Come to find out later the whole nation got shipped off of NBC’s “coverage” of the Buffalo-Ottawa game (in overtime, no less!) when the Peacockers opted to go to The Preakness.

This sort of red-headed stepchild treatment is what NHL fans have grown accustomed to in the last several seasons. It’s like the scene in “This is Spinal Tap” when the band shows up for a gig only to find it has been given second billing to a puppet show. And this is the sort of thing that will ultimately kill overtime hockey in the playoffs, leading to the dreaded and dreadful shootout that the league wants to believe is such a big success.

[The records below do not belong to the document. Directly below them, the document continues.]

PR #2444, opened 2024-10-09
James 1409 - Change JPARecipientRewriteTable to store separate record per target address

amichair:
Changed the implementation to use a record per row design instead of a single row with concatenated addresses, as suggested in the bug report.

Along the way I also found that listSources was broken with such a multi-address value in the old design, and the fix is built-in in the new design. Added a regression test for it in the second commit.

The one thing that's missing is that I don't know if there is any procedure/mechanism/command for performing data/schema updates when an existing system is upgraded to a new version, is there such a thing?


chibenwa (commented):
I am overall very happy with the fix proposed to this long-standing bug. THANKS!

To make it perfect it would be wonderful to writ a little entru into `upgrade-instructions.md` telling people how to update.  Minimum would be the `ALTER TABLE` to be performed. Ideally we would get the old data migrated as well.

Can we detail the migration strategy?

amichair:
The changes are:
1. Primary key changed from (DOMAIN_NAME, USER_NAME) to (DOMAIN_NAME, TARGET_ADDRESS, USER_NAME) (unfortunately, it is auto-generated in alphabetical order)
2. Added index USER_NAME_DOMAIN_NAME_TARGET_ADDRESS_INDEX (USER_NAME, DOMAIN_NAME, TARGET_ADDRESS)
3. Added index TARGET_ADDRESS_INDEX (TARGET_ADDRESS)
4. Columns have not changed.
5. Rows that had multiple semicolon delimited values in their TARGET_ADDRESS field need to be split into individual rows each with a single target address value. Rows with a single value remain unchanged.

Afaik there is no standard SQL way of doing the last data migration step. I can write a method that does it, but is there any mechanism to invoke it? or just put it in a main method of the class? How have schema/data migrations been addressed in the past?

amichair:
I added a draft of the migration instructions for now.

upgrade-instructions.md
```diff
@@ -34,6 +34,36 @@ Change list:
...
+This solves both the limitation on the number of mappings (imposed by the column maximum length), and the broken query
+by target address.
+
+For JPA users, the database schema must be changed as following:
+
+- Change Primary key from (DOMAIN_NAME, USER_NAME) to (DOMAIN_NAME, TARGET_ADDRESS, USER_NAME) (unfortunately,
+  JPA auto-generates it in alphabetical order).
+- Add index USER_NAME_DOMAIN_NAME_TARGET_ADDRESS_INDEX (USER_NAME, DOMAIN_NAME, TARGET_ADDRESS).
+- Add index TARGET_ADDRESS_INDEX (TARGET_ADDRESS).
+- The columns themselves have not changed.
```
chibenwa, line 56: Are the commands database specific or can we provide examples?

upgrade-instructions.md
```diff
@@ -34,6 +34,36 @@ Change list:
...
+
+In addition, the existing data must be migrated to the new structure:
+
+- Rows with a single address in the TARGET_ADDRESS column are unchanged. 
+- Rows that have multiple semicolon-delimited addresses in their TARGET_ADDRESS column need to be split into 
+  individual rows, each with a single target address value.
+  Unfortunately, there is no standard way to do this in SQL. In some databases it may be possible to build
+  a recursive query that can do this. Otherwise, it can be done manually using database management tools,
+  or via a short external script, or via exporting the data, manual editing it, and re-importing the migrated
+  data.
```
chibenwa, line 66: Or we could:
 - Ask the user to list all mappings through the CLI prior to the upgrade
 - Change the table name: a new table will be used, empty
 - Provide a new CLI command to import the mappings from the previously saved input
That way user do not looses data.
WDYT?

Arsnael (commented):
Hi @amichair , thank you for the fix, it's appreciated!

Read your work, nothing to add.

amichair:
I liked your idea, and it did take some work... I went for a webadmin export/import (seems more future-proof and intuitive to move jsons around instead of custom cli format parsing). Had to do some webadmin rearranging since mappings serialization wasn't fully implemented. Note that it's currently implemented as 'addMappings' rather than 'setMapping' (i.e. doesn't erase all existing mappings), I figured it's safer and more useful, though for the purposes of this migration it doesn't matter (the table is empty). Updated the instructions too. Didn't update the REST api docs with the new route, dunno when/how to do it, or maybe it can remain undocumented other than this migration ;-)

I added a few local tests, but didn't yet test the whole procedure for real - I'm assuming the table will get recreated when dropped but haven't tried it yet.

server/data/data-library/src/test/java/org/apache/james/rrt/lib/RecipientRewriteTableContract.java
```diff
@@ -411,6 +411,19 @@ default void listSourcesShouldReturnWhenMultipleSourceMapping() throws Exception
         assertThat(virtualUserTable().listSources(mapping)).contains(source, source2);
     }
 
+    @Test
+    default void listSourcesShouldReturnWhenSourceHasMultipleMappings() throws Exception {
```
chibenwa, line 415: Let's do also something for `getStoredMappings` ?

chibenwa:
> I went for a webadmin export/import (seems more future-proof and intuitive to move jsons around instead of custom cli format parsing). 

+1

server/data/data-library/src/test/java/org/apache/james/rrt/lib/RecipientRewriteTableContract.java
amichair: I'm not sure what you mean. This was a bug I stumbled upon in the previous code while working on this, so I added a test just to make sure it no longer occurs in the new design. Everything else I assume should be covered by existing tests...

chibenwa: With the export import procedure via webadmin it may not be relevant.

Let's keep as is.

chibenwa (approved):

Arsnael (approved):

amichair:
Thanks for merging this!

I do wonder however, why all the nicely organized commits are squashed into one when merging? This makes it much harder for anyone else now or in the future to understand or review the code, with the various changes all bunched together...

Arsnael:
> Thanks for merging this!

With pleasure !

> I do wonder however, why all the nicely organized commits are squashed into one when merging? This makes it much harder for anyone else now or in the future to understand or review the code, with the various changes all bunched together...

Sorry maybe went a bit fast on this. However all commits should start with the JIRA ticket number, however only the first one was. I thought maybe little changes making it ok was ok to squash. Obviously I was wrong sorry for this.

PR #2445, opened 2024-10-09
JAMES-2182 Sharing for IMAP

chibenwa:
My second shot ever at this.

First a BIG refactoring centralizes the definition of path <-> name convertion into the IMAP layer (pre-requisite) and 
provide a generic strategy that could be allowed to be overloaded (PathConverter + Namespace supplier).

A second part of this work is about exposing other users folder shared with the user into a `#user` folder.

Remaining work:
 - Polishing the few TODOs 
 - More test with sharee interacting with delgated mailboxes in IMAP
 - Test it with real life IMAP client to ensure this works as intended.
 
 I am happy, in 1 day coding it got quite far, though details needs to be addressed and more tests needs to be produced.


chibenwa:
Edit: evening coding session, most spotted bugs and a few others are out of the way but extensive testing will be required.

Arsnael (commented):
Quite a big one to read, but interesting. Huge work here, cool!

Just a minor remark but overall LGTM

mailbox/store/src/main/java/org/apache/james/mailbox/store/StoreMessageManager.java
```diff
@@ -675,12 +679,43 @@ private void trimFlags(Flags flags, MailboxSession session) {
...
 
-    @Override
-    public Map<MessageUid, Flags> setFlags(final Flags flags, final FlagsUpdateMode flagsUpdateMode, final MessageRange set, MailboxSession mailboxSession) throws MailboxException {
+    public Optional<MailboxException> ensureFlagsWrite(Flags flags, FlagsUpdateMode flagsUpdateMode, MailboxSession mailboxSession) {
+        MailboxACL.Rfc4314Rights myRights = storeRightManager.myRights(mailbox, mailboxSession);
 
-        if (!isWriteable(mailboxSession)) {
-            throw new ReadOnlyException(getMailboxPath());
+        if (flagsUpdateMode.equals(FlagsUpdateMode.REPLACE)) {
+            if (!myRights.contains(MailboxACL.Right.Write, MailboxACL.Right.WriteSeenFlag, MailboxACL.Right.DeleteMessages)) {
```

Many of the NHL suits in NYC who are decision-makers have been hired away from other sports, and as such they don’t have the passion for hockey that us lifers (and even most recent converts) possess. If a TV exec approached them with a telecast deal that would pad the pockets of the league’s owners while replacing sudden death overtime with playoff shootouts (more “time-slot friendly,” dontcha know), does anyone think the suits would decline the money in favor of “the integrity of the game?”

Don’t everyone step forward at once.

The shootout is horrible and it’s getting worse. It’s a novelty right up there with other (sponsorable!) insults to the attention span of hockey fans such as human puck races, ice girls and whatever other needless distractions are being foisted on the hockey-watching public.

Here’s my question(s) to longtime fans of the game. Is the NHL a better game now than it was say 10, 15, 20 or 25 years ago? Is the game better with teams in Miami and Nashville and Phoenix instead of places like Quebec City and Winnipeg? Have any of the “improvements” brought to us hockey fans by marketing types in the last two decades made the game that much more enjoyable? How many of you would get up and leave if you were confronted with organ music at intermission instead of sumo ice wrestling, human puck races, monkey hockey or whatever other ice-wrecking entertainment is being foisted on you on any given night? Would you cancel your season tickets and never go to a game again if mascots suddenly became an extinct species?

I’m only asking because the health of the game seemed fine to me some 20, 25 years ago when few to none of these “accoutrements” existed. The NHL certainly had a bigger footprint in the North American sporting landscape and with the average fan on the street. That was before some people in some high places decided that a lot of things that weren’t broken needed fixing. Now hockey has become a niche sport (at best) with second-rate media coverage (if that).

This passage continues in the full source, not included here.